June 04, 2003|By Robert Little | Robert Little,SUN STAFF
While most of America was suffering from a prewar economic drought, Maryland's economy enjoyed a relative drenching of cash last year, courtesy of its wealthy, terrorism-fighting neighbor - the U.S. government.
According to figures to be released today by the U.S. Census Bureau, the federal government's spending on goods and services in Maryland increased more than 25 percent in 2002, compared with a 10 percent increase nationwide.
The $13.5 billion in federal procurement spent in Maryland accounted for nearly 7 percent of the state's economy and cemented Maryland's historical position as one of the nation's top recipients of federal money.
The beneficiaries of that increased spending are scattered throughout the state in hundreds of corporations and government agencies, but economists attribute most of Maryland's gain to the federal government's recent preoccupation with homeland security and research into biological terrorism.
Among the jurisdictions with steep increases were Montgomery, Frederick and Harford counties, home to the National Institutes of Health, Fort Detrick and the Aberdeen Proving Ground, respectively.
Some of the money probably filtered through Maryland to other states, by way of the many government-dependent agencies and contractors speckling the Washington suburbs.

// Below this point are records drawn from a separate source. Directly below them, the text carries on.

PR #5520, opened 2023-02-24
remote unnecessary echo PATH in CI

Changqing-JING:
The runner ubuntu-latest is Ubuntu 22, which no longer use llvm-8, so this PATH can be remoted.

This llvm-8 here is misleading. Some developers spend a lot of time to compile llvm-8 from source, because llvm-8 is not available in new Ubuntu apt. But actually CI is not using llvm-8.


kripken (approved):
Thanks!

PR #5522, opened 2023-02-24
[wasm-ctor-eval] Properly handle multiple ctors with GC

kripken:
Before, a single ctor with GC worked, but any subsequent ones simply dropped
the globals from the previous ones, because we were missing an `addGlobal` in
an important place.

Also, we can get confused about which global names are in use in the module, so fix
that as well by storing them directly (we keep removing and re-adding globals, so
we can't use the normal module mechanism to find which names are in use).


kripken:
(Changes to the existing test are just that now we compute new global names slightly differently.)

tlively (approved):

But so much federal money was pumped into Maryland last year - an increase of more than $2.75 billion from the year before - that economists are calling it nothing short of a windfall. Maryland's economic growth and employment rate have outpaced the national average for most of the past two years, and federal spending is probably responsible, they say.
In the Baltimore region, only Baltimore County showed a drop (9.7 percent) in federal spending last year, according to the annual Census Bureau report.
"Simply put, the Maryland economy would be in much worse shape if not for the federal dollar," said Anirban Basu, an economist and chief executive officer of the Baltimore consulting firm Optimal Solutions Group.
"Based on this kind of increase, it looks as if Maryland is attracting a disproportionate share of the money," Basu said. "Maybe that's the most significant thing. A lot of Maryland institutions are well positioned to take advantage of the federal government's new focus on homeland security and biodefense."
The federal government spent almost $271 billion on research, defense products and other goods and services in 2002, according to the Census report, and roughly 5 percent of that money landed in Maryland. Only California, Virginia and Texas got larger shares.
The biggest spending increase in the state occurred in Montgomery County, where the National Institutes of Health alone reaped an increase of nearly a half-billion dollars in federal contracts. Since the Sept. 11 attacks and the anthrax mail scare in late 2001, the annual NIH budget for biodefense research has exploded to nearly $1.75 billion - only part of a federal budget for biodefense that is expected to reach $6 billion by 2004.
The Johns Hopkins University is among the primary recipients of NIH research money and is partly responsible for a 41 percent spending increase in Baltimore City, which received $1.5 billion in federal procurement last year.
Spending in Anne Arundel County also surged, in part because of new anti-terrorism efforts at Fort Meade and Baltimore-Washington International Airport, observers say. But Anne Arundel, home to the Electronic Systems sector of Northrop Grumman Corp., benefited most from a $259 million increase in Defense Department contracts.
Other jurisdictions with large shares of defense spending included Baltimore City, with more than $800 million in purchases, and St. Mary's County, where more than $750 million was spent in and around the Patuxent Naval Air Station.
But the Pentagon, which accounts on average for about two-thirds of the government's purchases, was responsible for less than half of Maryland's share of federal spending, according to the Census report.
Among nondefense agencies, the Department of Health and Human Services spent the most in Maryland - more than $2 billion, most of it through the NIH, according to the Census figures. The National Aeronautics and Space Administration spent more than $1 billion, most of it in Prince George's, site of the Goddard Space Flight Center.
Economists say Maryland owes its good federal fortunes to geography - and to the government's proclivity for placing key offices and agencies in its back yard. Regardless, they say, the impact of all that federal cash is hard to overstate.
"It's very important and has a considerable impact in terms of the jobs it supports and the spillover into other businesses," said Daraius Irani, director of applied economics at RESI Research and Consulting at Towson University.
"An increase like this is likely to have a significant impact on the total economy, and it's probably why Maryland was able to outperform the national economy through 2002," Irani said.